▸ Task statement
Show every line of the data where the word "explicitly" can be found.

▸ Material for this task

----------------------------------------

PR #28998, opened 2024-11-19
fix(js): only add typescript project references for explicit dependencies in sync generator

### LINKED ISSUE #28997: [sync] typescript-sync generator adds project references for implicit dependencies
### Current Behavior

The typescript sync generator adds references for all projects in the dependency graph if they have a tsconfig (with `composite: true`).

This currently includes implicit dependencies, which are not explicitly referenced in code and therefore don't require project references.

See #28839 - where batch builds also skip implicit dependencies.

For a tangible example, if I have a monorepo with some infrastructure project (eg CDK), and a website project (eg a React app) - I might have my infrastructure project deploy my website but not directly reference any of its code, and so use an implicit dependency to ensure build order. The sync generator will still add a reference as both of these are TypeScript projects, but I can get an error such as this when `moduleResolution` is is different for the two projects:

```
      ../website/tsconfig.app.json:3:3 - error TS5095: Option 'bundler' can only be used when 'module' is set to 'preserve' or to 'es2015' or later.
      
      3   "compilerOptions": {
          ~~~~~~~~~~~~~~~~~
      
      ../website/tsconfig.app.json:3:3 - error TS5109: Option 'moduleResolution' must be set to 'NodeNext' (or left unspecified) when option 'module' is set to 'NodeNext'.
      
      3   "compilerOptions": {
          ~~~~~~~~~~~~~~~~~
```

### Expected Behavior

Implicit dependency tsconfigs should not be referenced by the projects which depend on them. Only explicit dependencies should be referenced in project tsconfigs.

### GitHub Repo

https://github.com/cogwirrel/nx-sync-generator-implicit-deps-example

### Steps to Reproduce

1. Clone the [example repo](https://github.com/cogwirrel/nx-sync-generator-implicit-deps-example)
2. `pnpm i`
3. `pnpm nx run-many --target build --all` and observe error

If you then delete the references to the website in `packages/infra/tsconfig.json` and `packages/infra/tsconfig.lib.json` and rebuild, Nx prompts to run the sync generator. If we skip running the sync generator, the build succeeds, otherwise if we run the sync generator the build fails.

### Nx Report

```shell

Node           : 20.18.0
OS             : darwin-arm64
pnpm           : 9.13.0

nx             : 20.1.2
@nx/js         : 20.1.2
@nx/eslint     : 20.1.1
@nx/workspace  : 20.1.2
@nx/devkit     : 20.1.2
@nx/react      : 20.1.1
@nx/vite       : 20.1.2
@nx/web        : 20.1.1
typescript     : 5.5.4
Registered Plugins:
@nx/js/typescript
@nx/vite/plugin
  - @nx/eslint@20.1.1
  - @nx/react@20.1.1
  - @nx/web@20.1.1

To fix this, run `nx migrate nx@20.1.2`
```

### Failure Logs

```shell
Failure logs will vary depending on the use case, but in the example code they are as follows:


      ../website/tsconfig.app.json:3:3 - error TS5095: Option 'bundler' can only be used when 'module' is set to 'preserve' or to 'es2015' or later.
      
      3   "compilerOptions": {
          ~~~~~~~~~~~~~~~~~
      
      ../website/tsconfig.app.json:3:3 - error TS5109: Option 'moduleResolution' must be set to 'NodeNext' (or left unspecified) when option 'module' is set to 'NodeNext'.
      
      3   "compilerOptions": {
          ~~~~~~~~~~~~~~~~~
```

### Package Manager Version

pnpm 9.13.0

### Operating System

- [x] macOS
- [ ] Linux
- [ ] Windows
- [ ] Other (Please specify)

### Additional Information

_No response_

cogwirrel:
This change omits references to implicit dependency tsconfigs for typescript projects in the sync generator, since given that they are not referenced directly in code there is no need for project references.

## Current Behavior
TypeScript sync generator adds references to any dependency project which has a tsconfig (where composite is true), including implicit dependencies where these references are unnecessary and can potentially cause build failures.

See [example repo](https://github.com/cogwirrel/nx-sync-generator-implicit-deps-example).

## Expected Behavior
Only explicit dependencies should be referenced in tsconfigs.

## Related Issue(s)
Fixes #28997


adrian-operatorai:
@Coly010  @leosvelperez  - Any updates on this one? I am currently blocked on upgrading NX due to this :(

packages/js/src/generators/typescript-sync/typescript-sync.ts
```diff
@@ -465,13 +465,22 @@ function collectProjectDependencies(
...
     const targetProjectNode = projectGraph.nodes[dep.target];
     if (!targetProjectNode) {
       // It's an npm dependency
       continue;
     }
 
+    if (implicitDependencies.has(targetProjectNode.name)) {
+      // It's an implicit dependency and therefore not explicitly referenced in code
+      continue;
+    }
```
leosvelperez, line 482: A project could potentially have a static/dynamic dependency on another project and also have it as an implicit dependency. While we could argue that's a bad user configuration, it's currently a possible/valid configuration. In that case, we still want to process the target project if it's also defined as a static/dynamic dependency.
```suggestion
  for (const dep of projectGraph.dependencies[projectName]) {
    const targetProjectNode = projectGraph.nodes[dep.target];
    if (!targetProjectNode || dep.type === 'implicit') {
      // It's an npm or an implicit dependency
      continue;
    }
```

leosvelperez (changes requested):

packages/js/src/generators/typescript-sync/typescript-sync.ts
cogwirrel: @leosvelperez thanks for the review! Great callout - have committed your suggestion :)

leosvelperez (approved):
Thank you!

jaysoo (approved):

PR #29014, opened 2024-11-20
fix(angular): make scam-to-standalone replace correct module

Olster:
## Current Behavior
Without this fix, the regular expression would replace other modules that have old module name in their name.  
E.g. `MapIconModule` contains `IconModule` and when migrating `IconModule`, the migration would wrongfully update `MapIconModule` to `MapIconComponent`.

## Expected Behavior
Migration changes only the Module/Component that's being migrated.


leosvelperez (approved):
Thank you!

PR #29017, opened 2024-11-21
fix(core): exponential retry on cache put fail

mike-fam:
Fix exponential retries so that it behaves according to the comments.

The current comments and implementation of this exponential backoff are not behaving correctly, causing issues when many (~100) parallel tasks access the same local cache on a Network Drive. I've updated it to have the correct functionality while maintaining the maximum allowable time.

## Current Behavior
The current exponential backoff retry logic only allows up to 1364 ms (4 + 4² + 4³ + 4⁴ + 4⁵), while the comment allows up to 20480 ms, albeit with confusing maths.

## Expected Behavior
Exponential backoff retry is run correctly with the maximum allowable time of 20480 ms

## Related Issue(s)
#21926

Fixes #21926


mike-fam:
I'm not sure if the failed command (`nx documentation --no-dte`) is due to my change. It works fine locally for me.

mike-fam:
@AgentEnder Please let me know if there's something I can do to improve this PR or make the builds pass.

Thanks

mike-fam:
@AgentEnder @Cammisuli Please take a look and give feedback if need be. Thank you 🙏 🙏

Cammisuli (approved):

----------------------------------------

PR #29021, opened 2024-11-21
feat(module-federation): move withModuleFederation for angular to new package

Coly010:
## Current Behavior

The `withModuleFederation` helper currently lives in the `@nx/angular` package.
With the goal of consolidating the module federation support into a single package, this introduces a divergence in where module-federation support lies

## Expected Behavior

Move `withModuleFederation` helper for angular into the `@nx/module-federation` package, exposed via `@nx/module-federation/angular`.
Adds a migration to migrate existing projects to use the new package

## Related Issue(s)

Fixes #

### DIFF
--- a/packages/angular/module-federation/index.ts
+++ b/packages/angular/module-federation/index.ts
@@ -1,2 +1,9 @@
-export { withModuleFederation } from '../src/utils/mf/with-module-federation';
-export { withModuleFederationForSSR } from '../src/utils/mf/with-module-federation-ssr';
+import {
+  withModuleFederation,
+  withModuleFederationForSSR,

----------------------------------------

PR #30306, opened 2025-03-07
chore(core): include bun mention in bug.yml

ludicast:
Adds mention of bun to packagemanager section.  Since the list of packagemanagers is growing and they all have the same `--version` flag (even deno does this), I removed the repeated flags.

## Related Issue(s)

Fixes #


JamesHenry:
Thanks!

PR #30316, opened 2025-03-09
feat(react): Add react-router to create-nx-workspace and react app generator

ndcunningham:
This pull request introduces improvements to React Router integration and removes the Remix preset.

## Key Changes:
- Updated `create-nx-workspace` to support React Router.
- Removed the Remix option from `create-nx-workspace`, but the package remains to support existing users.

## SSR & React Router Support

----------------------------------------

▸ Answer to this task
This currently includes implicit dependencies, which are not explicitly referenced in code and therefore don't require project references.
+      // It's an implicit dependency and therefore not explicitly referenced in code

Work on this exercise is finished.